**ASSIGNMENT:** The answer must be every entry, given again word for word.

**INPUT DATA:**
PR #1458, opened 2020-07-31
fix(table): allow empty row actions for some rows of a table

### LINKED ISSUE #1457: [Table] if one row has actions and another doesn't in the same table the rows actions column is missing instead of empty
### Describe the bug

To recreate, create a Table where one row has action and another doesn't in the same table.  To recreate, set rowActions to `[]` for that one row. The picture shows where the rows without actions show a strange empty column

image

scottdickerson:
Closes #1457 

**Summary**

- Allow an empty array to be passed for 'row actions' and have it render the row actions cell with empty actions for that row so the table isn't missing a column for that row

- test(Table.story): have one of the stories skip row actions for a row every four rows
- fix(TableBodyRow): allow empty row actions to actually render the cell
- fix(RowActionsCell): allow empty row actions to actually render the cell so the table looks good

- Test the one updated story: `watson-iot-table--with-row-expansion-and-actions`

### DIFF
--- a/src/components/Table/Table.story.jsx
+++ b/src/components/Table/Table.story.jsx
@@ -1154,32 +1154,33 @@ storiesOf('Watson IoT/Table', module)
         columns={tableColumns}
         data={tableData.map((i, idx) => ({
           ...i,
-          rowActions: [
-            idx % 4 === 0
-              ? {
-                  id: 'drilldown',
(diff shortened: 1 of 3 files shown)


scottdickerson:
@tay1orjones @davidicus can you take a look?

**OUTPUT FOR THIS TASK:**
PR #1458, opened 2020-07-31
fix(table): allow empty row actions for some rows of a table

### LINKED ISSUE #1457: [Table] if one row has actions and another doesn't in the same table the rows actions column is missing instead of empty
### Describe the bug

To recreate, create a Table where one row has action and another doesn't in the same table.  To recreate, set rowActions to `[]` for that one row. The picture shows where the rows without actions show a strange empty column

image

scottdickerson:
Closes #1457 

**Summary**

- Allow an empty array to be passed for 'row actions' and have it render the row actions cell with empty actions for that row so the table isn't missing a column for that row

- test(Table.story): have one of the stories skip row actions for a row every four rows
- fix(TableBodyRow): allow empty row actions to actually render the cell
- fix(RowActionsCell): allow empty row actions to actually render the cell so the table looks good

- Test the one updated story: `watson-iot-table--with-row-expansion-and-actions`

### DIFF
--- a/src/components/Table/Table.story.jsx
+++ b/src/components/Table/Table.story.jsx
@@ -1154,32 +1154,33 @@ storiesOf('Watson IoT/Table', module)
         columns={tableColumns}
         data={tableData.map((i, idx) => ({
           ...i,
-          rowActions: [
-            idx % 4 === 0
-              ? {
-                  id: 'drilldown',
(diff shortened: 1 of 3 files shown)


scottdickerson:
@tay1orjones @davidicus can you take a look?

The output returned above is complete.